Danke für dein Feedback gerade in Bezug auf Schlafzimmer, Ankleide und Bad. Das nehme ich direkt mit. Ob der Windfang nun sein muss ist natürlich die Frage. Man kommt beim planen leider immer wieder an diesen Punkt, „hier könnte ich zusätzlich noch was nützliches planen“. So entstand der Windfang, aber Not tut er wahrscheinlich nicht. Die Idee mit dem Servicefenster finde ich aber wirklich toll!
Oberlichter sind definitiv eine Option.

Dir gefällt an Variante 1 der Atrium ähnlich geschaffen Raum. Ich finde es auch super, aber ich weiß nicht, was ich mit dem Zimmer dahinter sogesehen machen soll. Als schlafzimmer wäre er wundervoll, aber wenn ich da im „Atrium“ mit Freunden sitze, dann will ich ja nicht durch das Schlafzimmer in den Garten schauen. Es müsste also ein öffentlicher Raum sein. In dem Zuge entstand dann Variante 2. Küchenanbau vorne weg und dafür in den Raum, aber so ist die Küche viel zu weit weg vom Essbereich und Wohnen. Dadurch kam dann Variante 3. Na ja, und nun suche ich mir Rat von euch.

Also Grundlegend wichtig und nötig, sind eine neue Küche, 2 Kinderzimmer und 1 Elternschlafzimmer, sowie ein weiteres Bad Für den Anbau.

Anbau hinten alle privaten Bereich: Kinderzimmer, Elternschlafzimmer und Bad
Anbau vorne dann die Küche.

Schaffe ich mir nur eine Baustelle hinten oder doch zwei? Zwei werden natürlich auch wieder mit Mehrkosten verbunden sein.
Grundriss eines Wohnhauses mit Zimmern, Bad, Wohnen, Küche, Terrasse und Garten
LisaBau23.08.25 15:14
Teimo1988 schrieb:

Ich würde mich auch damit beschäftigen, wie man das praktisch dann nacher durch führt bzw. umsetzt.

Danke für den Denkanstoß, auf jeden Fall wichtig. Ich hatte hier jetzt aber geplant, den bestand (bis auf Küche) soweit zu belassen. Wir könnten dann hier während des Anbaus soweit „normal“ wohnen.
LisaBau23.08.25 15:20
ypg schrieb:

Das ist fein!
Gilt aber nicht für mich, da ich meine Zeit auch mit Skizzen verbrauche. Und da muss ich halt abwägen und lehne Luftschlossgedanken ab.
Ich habe auch keine Lust auf elendlange Diskussionen und Brainstorming, die sich nur auf Vermutungen stützen (nur weil der Fragesteller nicht die Nachfragen beantwortet)
Und wir haben hier anscheinend nicht nur eine Budgetgrenze, sondern ja auch offensichtlich die Grenze der Grundflächenzahl.
Nur funktioniert ein Austausch so halt nicht.
Wollte hier niemanden warten lassen und bitte um Entschuldigung. Freue mich wirklich sehr über den Austausch!
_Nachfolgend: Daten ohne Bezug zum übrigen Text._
PR #1925, opened 2024-11-20
[Paywalls V2] Adds `SizeConstraints`, `Size`, `Padding` and `Shadow` properties

JayShortway:
As the title says.


purchases/src/main/kotlin/com/revenuecat/purchases/paywalls/components/properties/Padding.kt
```diff
@@ -0,0 +1,31 @@
+package com.revenuecat.purchases.paywalls.components.properties
+
+import kotlinx.serialization.Serializable
+
+/**
+ * Contains padding values for 4 axes, in dp.
+ */
+@Serializable
+internal data class Padding(
```
vegaro, line 9: I think all these internal should have `@JvmSynthetic` to prevent exposing them into Java

vegaro (approved):

purchases/src/main/kotlin/com/revenuecat/purchases/paywalls/components/properties/Padding.kt
JayShortway: Ugh you're right! It gets a red underline in Java, but it compiles fine. 😓 

However, `@JvmSynthetic` cannot be applied to classes or constructors. Not sure if there's anything we can do. (Applying to the file doesn't work.)

```kotlin
@Target(AnnotationTarget.FILE, AnnotationTarget.FUNCTION, AnnotationTarget.PROPERTY_GETTER, AnnotationTarget.PROPERTY_SETTER, AnnotationTarget.FIELD)
@Retention(AnnotationRetention.SOURCE)
public actual annotation class JvmSynthetic
```

JayShortway: Will merge for now, as the rest of the stack added way more `internal` types. So if we come up with any solution, I'll apply it to the top of the stack.

PR #1935, opened 2024-11-22
[Paywalls V2] Adds `PaywallComponentsData`

JayShortway:
This PR adds: 
- `PaywallComponentsData`
- `ComponentsConfig`
- `PaywallComponentsConfig`
- `Background`
- `LocalizationData` with a custom serializer
- tests


purchases/src/main/kotlin/com/revenuecat/purchases/paywalls/components/Localization.kt
```diff
@@ -0,0 +1,58 @@
...
+}
+
+private object LocalizationDataSerializer : KSerializer<LocalizationData> {
+    // Documentation says to use either PrimitiveSerialDescriptor or buildClassSerialDescriptor. However, we need a
+    // polymorphic descriptor that's either a primitive (string) or a class. So neither of those options fit the bill.
+    @OptIn(InternalSerializationApi::class, ExperimentalSerializationApi::class)
+    override val descriptor: SerialDescriptor = buildSerialDescriptor(
+        serialName = "LocalizationData",
+        kind = PolymorphicKind.SEALED,
+    )
```
JayShortway, line 44: I get the feeling that kotlinx.serialization doesn't quite "agree" with what we're doing, which is the same JSON key sometimes pointing to a primitive (string) and sometimes to a class (`ThemeImageUrls`). That's why I had to add these annotations to make it work.

joshdholtz: Ahhhh yeaaah, I can see this not working well in some places 😬 It felt surpringly well in Swift but 🤔 I can't see us adding more than just text or images though. Do you think this is still okay to go this way?

joshdholtz (approved):
:shipit:

purchases/src/main/kotlin/com/revenuecat/purchases/paywalls/components/Localization.kt
JayShortway: As discussed, we'll explore changing the schema for this. I'm going to merge this now and will update the SDK separately.

PR #1936, opened 2024-11-22
[Paywalls V2] `LocalizationKey` is an inline value class now.

JayShortway:
Small adjustment to the `LocalizationKey` type, making it an [inline value class](https://kotlinlang.org/docs/inline-classes.html), giving us a bit more type safety without the runtime cost. `LocaleId` is already an inline value class.


purchases/src/main/kotlin/com/revenuecat/purchases/paywalls/components/Localization.kt
```diff
@@ -16,7 +16,9 @@ import kotlinx.serialization.encoding.Encoder
 @JvmInline
 internal value class LocaleId(val value: String)
 
-internal typealias LocalizationKey = String
+@Serializable
+@JvmInline
+internal value class LocalizationKey(val value: String)
```
joshdholtz, line 21: I totally know what a `@JvmInline` is... yup yup yup 😅

joshdholtz (approved):
:shipit:

purchases/src/main/kotlin/com/revenuecat/purchases/paywalls/components/Localization.kt
JayShortway: Haha, this instructs the Kotlin compiler to make it a [`value class`](https://openjdk.org/projects/valhalla/) from a Java perspective.

PR #1937, opened 2024-11-22
[Paywalls V2] Moves any non-component file to a new `common` package.

JayShortway:
This only moves stuff around. No code changes at all.

It moves:
- `Background.kt`
- `ComponentOverrides.kt`
- `ComponentsConfig.kt`
- `Localization.kt`
- `PaywallComponentsData.kt`
- and their corresponding tests

to a new `paywalls.components.common` package. This way `paywall.components` only contains actual components.


purchases/src/main/kotlin/com/revenuecat/purchases/paywalls/components/PartialComponent.kt
```diff
@@ -0,0 +1,6 @@
+package com.revenuecat.purchases.paywalls.components
+
+/**
+ * Marker interface for partial components.
+ */
+internal sealed interface PartialComponent
```
JayShortway, line 6: This used to be in `ComponentOverrides.kt`, but it has to remain in the `paywalls.components` package, where its implementing classes live (in `ImageComponent.kt` and `TextComponent.kt`).

joshdholtz (approved):
:shipit:

PR #1939, opened 2024-11-25
[Paywalls V2] Makes `TextComponent` public

JayShortway:
## Public
This makes the `TextComponent` type, and all types it references, public. This allows us to use these types from `revenuecatui`. Note that they are still marked as `@InternalRevenueCatAPI`, so using them requires explicit opt-in. I still kept constructors internal for now. Will open things up more as we need it.

## Data classes
We decided a while back that we don't want to use `data class`es in our public API, because they increase the API surface substantially (with `copy()` and `componentN()` functions), and are [hard to evolve in a binary-compatible way](https://jakewharton.com/public-api-challenges-in-kotlin/).

However, having property-based `equals()` and `hashCode()` (and `toString()`) functions is still highly desirable. While these can be generated in Android Studio (CMD + N), the extra boilerplate adds substantial cognitive load when reading. 

For this reason, this PR adds a compiler plugin called [Poko](https://github.com/drewhamilton/Poko), which generates these functions for us. It seems to be well maintained. This gives us the benefits of these functions, without the drawbacks of boilerplate. Let me know what you think.


purchases/src/main/kotlin/com/revenuecat/purchases/paywalls/components/properties/Padding.kt
```diff
@@ -26,8 +28,8 @@ internal data class Padding(
      */
     val trailing: Double,
 ) {
-    companion object {
-        val zero = Padding(0.0, 0.0, 0.0, 0.0)
-        val default = Padding(10.0, 10.0, 20.0, 20.0)
+    internal companion object {
+        internal val zero = Padding(0.0, 0.0, 0.0, 0.0)
+        internal val default = Padding(10.0, 10.0, 20.0, 20.0)
```
vegaro, line 33: do these need the internal as well? I think it will be implicit

vegaro (approved):

joshdholtz (approved):
This looks good to me 🤷‍♂️

purchases/src/main/kotlin/com/revenuecat/purchases/paywalls/components/properties/Padding.kt
JayShortway: You used to be able to still call members of a non-`public` companion object from Java, but I think that had to do with `private` companion objects and not `internal` ones. 

However, marking the fields as `internal` is not sufficient either to hide it from Java completely, as `internal` things become public, albeit with [mangled names](https://kotlinlang.org/docs/java-to-kotlin-interop.html#visibility). (This became `getDefault$purchases_defaultsRelease()`.)

I experimented some more and went with your earlier suggestion of using `@JvmSynthetic` (https://github.com/RevenueCat/purchases-android/pull/1939/commits/94003a4528341f4615e2e8619cf267404282da50). This achieves the goal of hiding these fields from Java completely. Thanks for making me double check this!

PR #1942, opened 2024-11-27
[Paywalls V2] Minimizes Java API

JayShortway:
Adds `@JvmSynthetic` to all public and internal Paywall Components fields to minimize the Java API. (Kotlin's `internal` visibility becomes `public` in Java.)


purchases/src/main/kotlin/com/revenuecat/purchases/paywalls/components/properties/Size.kt
```diff
@@ -29,6 +29,6 @@ sealed interface SizeConstraint {
     @Serializable
     @SerialName("fixed")
     class Fixed internal constructor(
-        val value: UInt,
+        @get:JvmSynthetic val value: UInt,
```
vegaro, line 32: shouldn't the constructor be internal? Isn't that what's internal in kotlin?

vegaro (approved):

Das Budget liegt bei 200.000 €. Aus anderen Projekten kann ich sagen, dass damit ein Anbau mit bis zu 100 m2 möglich ist, da wir auch viel in Eigenleistung machen.
Ich rechne mit ca. 200 m2 Grundflächenzahl die wir bebauen dürfen. Ich würde gerne eine genauere Zahl angeben, aber das ist bisher nicht möglich.
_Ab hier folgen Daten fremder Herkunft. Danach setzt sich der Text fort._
PR #1943, opened 2024-11-28
Uses `Sequence` instead of `Stream` to avoid errors due to unavailable Java 8 APIs

JayShortway:
## Motivation
`Stream` is a Java 8 API, which needs [desugaring](https://developer.android.com/studio/write/java8-support) to function correctly across devices and API levels. This can lead to crashes such as https://github.com/RevenueCat/purchases-flutter/issues/1213, which is only surfacing now because we fixed error-swallowing in https://github.com/RevenueCat/purchases-android/pull/1894.

## Changes
Fortunately, Kotlin's `Sequence` is a near drop-in replacement for `Stream`. This PR implements that replacement.

### DIFF
--- a/purchases/src/main/kotlin/com/revenuecat/purchases/common/FileHelper.kt
+++ b/purchases/src/main/kotlin/com/revenuecat/purchases/common/FileHelper.kt
@@ -9,7 +9,6 @@ import java.io.File
 import java.io.FileInputStream
 import java.io.FileOutputStream
 import java.io.InputStreamReader
-import java.util.stream.Stream
 
 internal class FileHelper(
     private val applicationContext: Context,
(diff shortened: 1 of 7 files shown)


purchases/src/main/kotlin/com/revenuecat/purchases/common/FileHelper.kt
```diff
@@ -34,21 +33,21 @@ internal class FileHelper(
         return file.delete()
     }
 
-    // This is using a lambda with a Stream instead of returning the Stream itself. This is so we keep
-    // the responsibility of closing the bufferedReader to this class. Note that the Stream should
-    // be used synchronously, otherwise the bufferedReader will be closed before the stream is used.
+    // This is using a lambda with a Sequence instead of returning the Sequence itself. This is so we keep
+    // the responsibility of closing the bufferedReader to this class. Note that the Sequence should
+    // be used synchronously, otherwise the bufferedReader will be closed before the Sequence is used.
     @RequiresApi(Build.VERSION_CODES.N)
```
tonidero, line 39: I believe this is probably not needed anymore, as you mentioned over slack.

tonidero (approved):
This is great! Maybe just removing the required version annotations... Tested it and seems to work as expected 💪

purchases/src/main/kotlin/com/revenuecat/purchases/common/FileHelper.kt
JayShortway: Alright, will create a follow-up PR to clean these up if we decide they're not needed.

JayShortway: For reference: https://github.com/RevenueCat/purchases-android/pull/1944

PR #2507, opened 2025-07-10
Marks `PaywallData` and `PaywallColor` as `InternalRevenueCatAPI`.

JayShortway:
## Description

Die private Grünfläche ist auf dem Bebauungsplan eingezeichnet, auf Nachfrage bei der Gemeinde, ob mir bessere Unterlagen und genaue Zahlenangaben zur Verfügung gestellt werden können, damit ich die Grundflächenzahl genau berechnen kann, wurde mir nur der Bebauungsplan zugesandt. Aus der Nachbarschaft weiß ich, dass es da eher so läuft a la „der Bürgermeister setzt Lineal und Stift an und das wird schon“. Ich bin in dem Fall mit 200 m2 auf jeden Fall auf der sicheren Seite.